*ACTIVITY*
In the records below, find each line containing the word "AltPlotMethodBase" and copy it.

——

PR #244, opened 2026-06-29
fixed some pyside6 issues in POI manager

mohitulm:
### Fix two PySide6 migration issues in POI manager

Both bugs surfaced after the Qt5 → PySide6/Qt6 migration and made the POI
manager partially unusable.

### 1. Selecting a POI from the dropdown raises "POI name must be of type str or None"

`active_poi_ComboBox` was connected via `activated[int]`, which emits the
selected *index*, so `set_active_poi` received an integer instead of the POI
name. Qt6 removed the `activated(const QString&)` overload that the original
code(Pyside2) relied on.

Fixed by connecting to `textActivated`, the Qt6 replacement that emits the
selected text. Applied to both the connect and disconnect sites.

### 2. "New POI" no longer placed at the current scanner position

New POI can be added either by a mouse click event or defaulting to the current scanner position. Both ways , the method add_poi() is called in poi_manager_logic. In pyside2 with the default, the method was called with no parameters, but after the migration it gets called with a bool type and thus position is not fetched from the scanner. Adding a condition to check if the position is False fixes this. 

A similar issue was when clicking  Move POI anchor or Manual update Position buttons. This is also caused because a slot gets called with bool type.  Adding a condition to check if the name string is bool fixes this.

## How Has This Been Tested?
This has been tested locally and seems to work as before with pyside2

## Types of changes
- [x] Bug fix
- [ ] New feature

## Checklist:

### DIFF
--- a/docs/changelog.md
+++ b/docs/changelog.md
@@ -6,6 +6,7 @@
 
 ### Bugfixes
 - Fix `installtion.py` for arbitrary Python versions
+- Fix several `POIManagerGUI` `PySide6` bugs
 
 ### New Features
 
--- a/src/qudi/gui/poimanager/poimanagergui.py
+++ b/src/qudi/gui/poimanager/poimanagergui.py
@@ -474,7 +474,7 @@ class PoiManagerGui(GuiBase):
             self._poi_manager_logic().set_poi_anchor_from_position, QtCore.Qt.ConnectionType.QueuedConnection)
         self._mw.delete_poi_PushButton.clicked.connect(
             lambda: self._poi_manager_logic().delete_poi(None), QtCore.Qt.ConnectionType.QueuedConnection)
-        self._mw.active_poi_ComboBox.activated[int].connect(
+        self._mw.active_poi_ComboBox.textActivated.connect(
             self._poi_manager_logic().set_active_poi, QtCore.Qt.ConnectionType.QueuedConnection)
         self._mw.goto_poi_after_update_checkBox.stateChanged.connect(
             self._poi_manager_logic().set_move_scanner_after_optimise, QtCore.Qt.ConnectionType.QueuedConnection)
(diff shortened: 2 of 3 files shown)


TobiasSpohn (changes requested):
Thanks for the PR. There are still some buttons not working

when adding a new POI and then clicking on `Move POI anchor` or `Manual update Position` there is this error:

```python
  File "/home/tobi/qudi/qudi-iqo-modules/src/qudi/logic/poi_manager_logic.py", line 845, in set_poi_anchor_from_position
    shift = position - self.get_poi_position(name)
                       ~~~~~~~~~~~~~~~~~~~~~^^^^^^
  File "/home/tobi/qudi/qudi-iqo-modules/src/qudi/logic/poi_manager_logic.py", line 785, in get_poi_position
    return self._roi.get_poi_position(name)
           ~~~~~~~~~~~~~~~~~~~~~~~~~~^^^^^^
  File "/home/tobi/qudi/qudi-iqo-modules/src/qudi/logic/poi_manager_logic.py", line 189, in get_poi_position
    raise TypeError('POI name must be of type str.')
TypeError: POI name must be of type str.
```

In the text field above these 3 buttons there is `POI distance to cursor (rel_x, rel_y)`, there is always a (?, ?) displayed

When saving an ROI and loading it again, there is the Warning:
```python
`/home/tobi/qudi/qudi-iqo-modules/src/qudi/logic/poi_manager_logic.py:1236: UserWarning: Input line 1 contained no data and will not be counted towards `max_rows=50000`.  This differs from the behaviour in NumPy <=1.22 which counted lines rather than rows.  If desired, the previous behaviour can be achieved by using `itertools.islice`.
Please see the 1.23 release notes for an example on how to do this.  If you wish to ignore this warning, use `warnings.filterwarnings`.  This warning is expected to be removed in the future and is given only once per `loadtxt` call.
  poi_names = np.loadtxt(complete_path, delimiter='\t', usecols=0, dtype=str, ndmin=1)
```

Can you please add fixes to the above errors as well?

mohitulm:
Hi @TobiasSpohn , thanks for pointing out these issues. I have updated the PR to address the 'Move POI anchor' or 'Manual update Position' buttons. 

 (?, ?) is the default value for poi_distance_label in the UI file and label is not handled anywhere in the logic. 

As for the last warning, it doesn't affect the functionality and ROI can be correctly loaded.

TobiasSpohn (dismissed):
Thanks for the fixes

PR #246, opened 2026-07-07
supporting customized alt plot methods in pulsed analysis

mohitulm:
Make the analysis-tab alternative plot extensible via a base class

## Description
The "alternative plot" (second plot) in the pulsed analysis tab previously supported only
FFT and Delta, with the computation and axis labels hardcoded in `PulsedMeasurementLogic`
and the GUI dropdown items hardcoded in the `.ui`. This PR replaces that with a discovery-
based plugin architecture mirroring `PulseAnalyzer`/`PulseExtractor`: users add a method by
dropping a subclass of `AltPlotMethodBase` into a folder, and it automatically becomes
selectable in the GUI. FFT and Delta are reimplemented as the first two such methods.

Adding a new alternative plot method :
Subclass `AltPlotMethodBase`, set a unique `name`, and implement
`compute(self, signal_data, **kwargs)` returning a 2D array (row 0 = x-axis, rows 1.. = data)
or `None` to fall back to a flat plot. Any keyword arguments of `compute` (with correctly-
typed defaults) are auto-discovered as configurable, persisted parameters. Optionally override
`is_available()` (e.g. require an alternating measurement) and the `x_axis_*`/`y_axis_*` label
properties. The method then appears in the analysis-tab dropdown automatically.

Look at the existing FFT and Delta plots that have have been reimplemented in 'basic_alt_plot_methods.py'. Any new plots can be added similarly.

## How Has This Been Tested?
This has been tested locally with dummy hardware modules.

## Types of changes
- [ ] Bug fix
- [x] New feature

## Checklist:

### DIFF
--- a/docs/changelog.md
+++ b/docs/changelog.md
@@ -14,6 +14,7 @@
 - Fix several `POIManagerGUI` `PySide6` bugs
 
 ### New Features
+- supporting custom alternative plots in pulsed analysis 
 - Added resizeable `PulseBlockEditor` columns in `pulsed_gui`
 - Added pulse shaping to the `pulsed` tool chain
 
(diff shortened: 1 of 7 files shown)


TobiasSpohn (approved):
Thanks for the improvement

——

*SOLUTION*
dropping a subclass of `AltPlotMethodBase` into a folder, and it automatically becomes
Subclass `AltPlotMethodBase`, set a unique `name`, and implement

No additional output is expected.